» **What is required**:
List all the lines in these records that hold "would".

[Excerpts from a dataset]
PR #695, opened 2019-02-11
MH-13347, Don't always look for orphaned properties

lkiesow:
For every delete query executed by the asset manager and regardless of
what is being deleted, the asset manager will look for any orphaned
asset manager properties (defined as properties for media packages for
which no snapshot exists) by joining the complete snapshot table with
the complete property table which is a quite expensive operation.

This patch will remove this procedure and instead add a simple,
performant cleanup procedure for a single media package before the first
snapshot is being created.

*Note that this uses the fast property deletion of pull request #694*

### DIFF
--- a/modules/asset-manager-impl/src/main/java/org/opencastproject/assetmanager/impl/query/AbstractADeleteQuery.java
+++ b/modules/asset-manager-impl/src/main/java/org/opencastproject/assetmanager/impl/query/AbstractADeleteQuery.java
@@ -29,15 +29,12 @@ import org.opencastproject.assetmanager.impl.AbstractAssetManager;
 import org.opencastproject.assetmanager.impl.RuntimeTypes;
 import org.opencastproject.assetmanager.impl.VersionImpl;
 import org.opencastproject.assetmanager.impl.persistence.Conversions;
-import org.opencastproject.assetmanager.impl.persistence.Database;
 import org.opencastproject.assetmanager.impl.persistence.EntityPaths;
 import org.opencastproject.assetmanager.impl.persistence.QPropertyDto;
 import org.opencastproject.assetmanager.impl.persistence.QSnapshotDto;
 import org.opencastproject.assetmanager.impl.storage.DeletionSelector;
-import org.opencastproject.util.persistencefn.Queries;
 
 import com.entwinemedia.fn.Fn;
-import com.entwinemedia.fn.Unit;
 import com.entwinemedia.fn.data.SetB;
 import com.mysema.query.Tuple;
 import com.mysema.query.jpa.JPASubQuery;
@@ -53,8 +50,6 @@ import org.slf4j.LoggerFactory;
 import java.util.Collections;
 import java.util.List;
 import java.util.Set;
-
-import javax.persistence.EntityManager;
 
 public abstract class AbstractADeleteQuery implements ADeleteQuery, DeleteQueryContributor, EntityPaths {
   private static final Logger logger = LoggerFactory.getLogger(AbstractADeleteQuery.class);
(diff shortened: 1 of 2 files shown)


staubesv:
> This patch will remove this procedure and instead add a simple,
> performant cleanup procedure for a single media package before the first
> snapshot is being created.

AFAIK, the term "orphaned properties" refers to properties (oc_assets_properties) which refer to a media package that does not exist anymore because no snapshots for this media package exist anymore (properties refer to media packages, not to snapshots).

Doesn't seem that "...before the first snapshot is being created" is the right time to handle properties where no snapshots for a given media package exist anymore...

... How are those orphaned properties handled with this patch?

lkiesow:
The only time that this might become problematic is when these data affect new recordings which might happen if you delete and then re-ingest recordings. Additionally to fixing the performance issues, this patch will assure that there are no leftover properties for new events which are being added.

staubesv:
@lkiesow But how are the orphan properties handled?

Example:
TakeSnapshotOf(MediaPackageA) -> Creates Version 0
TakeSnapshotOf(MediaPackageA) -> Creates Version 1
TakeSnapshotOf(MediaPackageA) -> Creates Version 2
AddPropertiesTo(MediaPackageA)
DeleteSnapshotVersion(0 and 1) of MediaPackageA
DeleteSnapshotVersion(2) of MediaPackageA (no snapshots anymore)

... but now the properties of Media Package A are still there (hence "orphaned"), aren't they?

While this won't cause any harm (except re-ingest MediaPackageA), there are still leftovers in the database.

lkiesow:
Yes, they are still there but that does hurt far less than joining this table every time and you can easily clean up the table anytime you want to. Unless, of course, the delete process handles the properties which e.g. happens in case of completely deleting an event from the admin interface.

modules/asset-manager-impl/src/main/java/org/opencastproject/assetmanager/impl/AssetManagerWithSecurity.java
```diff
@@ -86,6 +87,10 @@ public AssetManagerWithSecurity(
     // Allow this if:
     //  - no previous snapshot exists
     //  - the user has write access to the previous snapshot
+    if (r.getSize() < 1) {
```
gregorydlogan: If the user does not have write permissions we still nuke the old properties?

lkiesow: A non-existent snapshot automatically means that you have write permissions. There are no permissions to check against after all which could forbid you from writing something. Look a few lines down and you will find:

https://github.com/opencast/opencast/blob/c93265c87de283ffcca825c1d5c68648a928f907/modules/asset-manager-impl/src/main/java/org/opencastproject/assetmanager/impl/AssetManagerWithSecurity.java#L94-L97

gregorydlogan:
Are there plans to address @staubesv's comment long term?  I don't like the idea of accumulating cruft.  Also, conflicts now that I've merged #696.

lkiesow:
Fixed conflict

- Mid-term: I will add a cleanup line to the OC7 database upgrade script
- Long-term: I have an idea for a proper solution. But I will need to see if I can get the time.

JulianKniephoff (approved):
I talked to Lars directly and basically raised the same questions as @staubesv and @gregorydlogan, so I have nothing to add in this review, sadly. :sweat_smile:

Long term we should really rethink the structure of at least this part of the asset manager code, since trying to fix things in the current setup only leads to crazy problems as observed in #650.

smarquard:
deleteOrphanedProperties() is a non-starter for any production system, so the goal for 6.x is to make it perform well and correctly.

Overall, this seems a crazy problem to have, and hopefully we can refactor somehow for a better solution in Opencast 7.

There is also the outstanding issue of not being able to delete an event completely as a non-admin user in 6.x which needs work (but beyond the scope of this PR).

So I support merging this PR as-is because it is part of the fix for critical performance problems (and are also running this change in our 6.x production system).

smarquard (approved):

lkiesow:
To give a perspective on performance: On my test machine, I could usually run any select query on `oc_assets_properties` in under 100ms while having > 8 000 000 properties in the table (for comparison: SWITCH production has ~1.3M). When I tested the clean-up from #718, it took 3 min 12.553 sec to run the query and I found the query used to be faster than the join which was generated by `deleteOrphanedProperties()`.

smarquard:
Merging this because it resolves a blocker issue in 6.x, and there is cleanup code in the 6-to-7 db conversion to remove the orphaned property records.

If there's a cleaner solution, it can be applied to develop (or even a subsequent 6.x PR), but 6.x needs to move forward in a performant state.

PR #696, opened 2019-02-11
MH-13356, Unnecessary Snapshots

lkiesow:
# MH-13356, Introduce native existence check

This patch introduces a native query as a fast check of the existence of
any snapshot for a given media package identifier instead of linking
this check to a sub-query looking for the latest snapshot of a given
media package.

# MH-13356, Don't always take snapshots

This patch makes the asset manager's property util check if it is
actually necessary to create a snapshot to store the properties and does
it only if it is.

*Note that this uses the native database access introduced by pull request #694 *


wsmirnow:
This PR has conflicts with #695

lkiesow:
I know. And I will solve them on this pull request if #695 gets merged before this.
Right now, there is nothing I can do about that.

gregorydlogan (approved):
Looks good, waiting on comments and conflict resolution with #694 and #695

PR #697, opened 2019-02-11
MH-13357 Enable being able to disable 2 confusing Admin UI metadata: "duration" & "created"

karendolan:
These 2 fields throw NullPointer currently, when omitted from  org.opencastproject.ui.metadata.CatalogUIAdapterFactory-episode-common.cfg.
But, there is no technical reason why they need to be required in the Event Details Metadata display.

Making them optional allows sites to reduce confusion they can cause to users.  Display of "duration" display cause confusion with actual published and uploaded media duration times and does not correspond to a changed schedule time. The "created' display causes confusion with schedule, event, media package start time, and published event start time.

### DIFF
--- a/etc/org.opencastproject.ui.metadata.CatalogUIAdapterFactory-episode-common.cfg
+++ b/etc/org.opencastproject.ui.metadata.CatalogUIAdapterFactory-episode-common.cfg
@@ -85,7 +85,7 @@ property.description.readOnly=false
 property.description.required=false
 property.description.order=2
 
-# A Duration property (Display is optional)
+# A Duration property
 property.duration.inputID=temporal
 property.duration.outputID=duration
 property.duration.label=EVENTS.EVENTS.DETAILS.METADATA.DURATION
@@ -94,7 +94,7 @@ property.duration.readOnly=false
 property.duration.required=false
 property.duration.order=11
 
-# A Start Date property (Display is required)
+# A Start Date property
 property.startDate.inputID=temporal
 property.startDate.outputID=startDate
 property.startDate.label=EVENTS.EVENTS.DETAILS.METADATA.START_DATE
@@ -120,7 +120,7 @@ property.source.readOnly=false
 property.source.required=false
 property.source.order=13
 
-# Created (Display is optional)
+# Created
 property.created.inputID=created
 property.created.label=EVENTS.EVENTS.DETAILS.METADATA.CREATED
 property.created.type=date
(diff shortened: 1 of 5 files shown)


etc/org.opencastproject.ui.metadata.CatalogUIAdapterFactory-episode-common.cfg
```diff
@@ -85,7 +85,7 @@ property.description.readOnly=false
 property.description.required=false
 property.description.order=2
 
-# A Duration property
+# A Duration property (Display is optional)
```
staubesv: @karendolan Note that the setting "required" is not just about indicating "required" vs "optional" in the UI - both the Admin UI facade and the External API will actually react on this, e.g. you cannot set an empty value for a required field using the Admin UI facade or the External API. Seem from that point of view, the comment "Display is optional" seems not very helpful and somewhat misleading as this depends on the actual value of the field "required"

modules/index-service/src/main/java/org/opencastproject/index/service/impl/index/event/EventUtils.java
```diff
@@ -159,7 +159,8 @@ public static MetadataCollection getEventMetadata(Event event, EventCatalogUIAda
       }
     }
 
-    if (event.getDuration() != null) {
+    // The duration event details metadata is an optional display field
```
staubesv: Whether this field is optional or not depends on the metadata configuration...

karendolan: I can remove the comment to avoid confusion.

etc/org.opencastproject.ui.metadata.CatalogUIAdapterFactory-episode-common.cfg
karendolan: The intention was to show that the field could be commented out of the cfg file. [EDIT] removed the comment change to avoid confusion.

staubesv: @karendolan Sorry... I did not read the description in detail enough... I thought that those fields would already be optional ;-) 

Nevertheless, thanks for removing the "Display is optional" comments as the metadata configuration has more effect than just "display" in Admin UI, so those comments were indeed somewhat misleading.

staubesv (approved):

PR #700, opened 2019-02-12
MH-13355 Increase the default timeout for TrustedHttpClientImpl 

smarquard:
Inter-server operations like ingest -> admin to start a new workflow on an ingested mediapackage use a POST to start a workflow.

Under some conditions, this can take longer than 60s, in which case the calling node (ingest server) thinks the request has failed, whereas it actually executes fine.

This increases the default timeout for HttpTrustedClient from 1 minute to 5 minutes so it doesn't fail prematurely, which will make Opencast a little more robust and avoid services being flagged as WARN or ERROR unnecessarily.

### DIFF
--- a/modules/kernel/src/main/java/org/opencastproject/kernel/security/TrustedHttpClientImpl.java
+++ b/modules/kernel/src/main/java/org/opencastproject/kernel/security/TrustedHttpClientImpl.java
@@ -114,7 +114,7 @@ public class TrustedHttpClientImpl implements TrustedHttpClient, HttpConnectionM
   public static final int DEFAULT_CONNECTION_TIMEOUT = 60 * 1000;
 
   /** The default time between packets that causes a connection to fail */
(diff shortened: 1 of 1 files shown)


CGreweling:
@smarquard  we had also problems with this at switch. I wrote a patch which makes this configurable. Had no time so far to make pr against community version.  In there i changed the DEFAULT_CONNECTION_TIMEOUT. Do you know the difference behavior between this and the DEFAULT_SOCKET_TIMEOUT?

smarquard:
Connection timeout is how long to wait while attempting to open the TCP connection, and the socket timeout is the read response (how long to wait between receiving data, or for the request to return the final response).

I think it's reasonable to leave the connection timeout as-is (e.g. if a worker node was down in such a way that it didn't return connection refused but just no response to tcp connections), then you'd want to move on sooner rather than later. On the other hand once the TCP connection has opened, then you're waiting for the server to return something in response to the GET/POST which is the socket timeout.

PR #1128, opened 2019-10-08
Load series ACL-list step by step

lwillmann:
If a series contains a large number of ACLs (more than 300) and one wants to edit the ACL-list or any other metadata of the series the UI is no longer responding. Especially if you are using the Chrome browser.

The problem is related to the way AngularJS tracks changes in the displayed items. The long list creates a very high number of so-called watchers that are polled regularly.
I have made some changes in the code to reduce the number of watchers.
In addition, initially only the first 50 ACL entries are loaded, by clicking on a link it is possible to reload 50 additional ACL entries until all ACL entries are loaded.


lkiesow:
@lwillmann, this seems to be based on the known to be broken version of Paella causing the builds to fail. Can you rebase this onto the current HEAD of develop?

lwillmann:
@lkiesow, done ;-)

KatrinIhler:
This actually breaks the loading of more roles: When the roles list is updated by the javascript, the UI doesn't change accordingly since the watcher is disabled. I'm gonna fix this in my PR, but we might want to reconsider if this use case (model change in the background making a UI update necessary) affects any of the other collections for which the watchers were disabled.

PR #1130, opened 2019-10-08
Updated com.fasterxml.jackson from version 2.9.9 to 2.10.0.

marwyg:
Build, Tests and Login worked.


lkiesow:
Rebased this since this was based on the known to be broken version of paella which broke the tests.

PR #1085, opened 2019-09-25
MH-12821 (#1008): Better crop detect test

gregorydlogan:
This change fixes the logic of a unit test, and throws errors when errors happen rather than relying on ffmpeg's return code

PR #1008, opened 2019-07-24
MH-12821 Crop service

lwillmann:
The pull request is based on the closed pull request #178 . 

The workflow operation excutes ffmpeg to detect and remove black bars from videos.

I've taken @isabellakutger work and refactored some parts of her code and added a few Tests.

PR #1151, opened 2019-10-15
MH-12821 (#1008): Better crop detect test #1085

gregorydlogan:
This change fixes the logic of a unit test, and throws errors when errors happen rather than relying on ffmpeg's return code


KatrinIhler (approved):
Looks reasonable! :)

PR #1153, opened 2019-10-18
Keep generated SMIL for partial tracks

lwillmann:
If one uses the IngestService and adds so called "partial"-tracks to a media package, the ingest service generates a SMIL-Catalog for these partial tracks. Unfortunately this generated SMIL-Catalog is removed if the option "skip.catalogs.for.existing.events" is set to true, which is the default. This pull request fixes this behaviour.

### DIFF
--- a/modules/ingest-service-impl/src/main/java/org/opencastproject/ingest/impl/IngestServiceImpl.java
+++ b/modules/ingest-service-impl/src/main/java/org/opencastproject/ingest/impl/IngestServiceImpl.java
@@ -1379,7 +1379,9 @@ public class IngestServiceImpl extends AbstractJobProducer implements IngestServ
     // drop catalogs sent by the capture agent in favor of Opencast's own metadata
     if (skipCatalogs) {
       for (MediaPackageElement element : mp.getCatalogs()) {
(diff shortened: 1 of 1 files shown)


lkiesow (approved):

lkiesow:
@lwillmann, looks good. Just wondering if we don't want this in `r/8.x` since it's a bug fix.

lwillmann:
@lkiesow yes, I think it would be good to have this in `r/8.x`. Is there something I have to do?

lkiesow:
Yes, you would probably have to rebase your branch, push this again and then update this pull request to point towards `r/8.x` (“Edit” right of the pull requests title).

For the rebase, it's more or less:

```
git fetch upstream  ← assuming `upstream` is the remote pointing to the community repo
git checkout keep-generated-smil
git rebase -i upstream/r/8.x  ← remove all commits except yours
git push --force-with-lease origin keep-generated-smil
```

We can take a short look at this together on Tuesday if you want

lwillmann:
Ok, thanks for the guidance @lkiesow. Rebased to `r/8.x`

» **Final answer**:
staubesv: @karendolan Sorry... I did not read the description in detail enough... I thought that those fields would already be optional ;-) 
@lkiesow yes, I think it would be good to have this in `r/8.x`. Is there something I have to do?
Yes, you would probably have to rebase your branch, push this again and then update this pull request to point towards `r/8.x` (“Edit” right of the pull requests title).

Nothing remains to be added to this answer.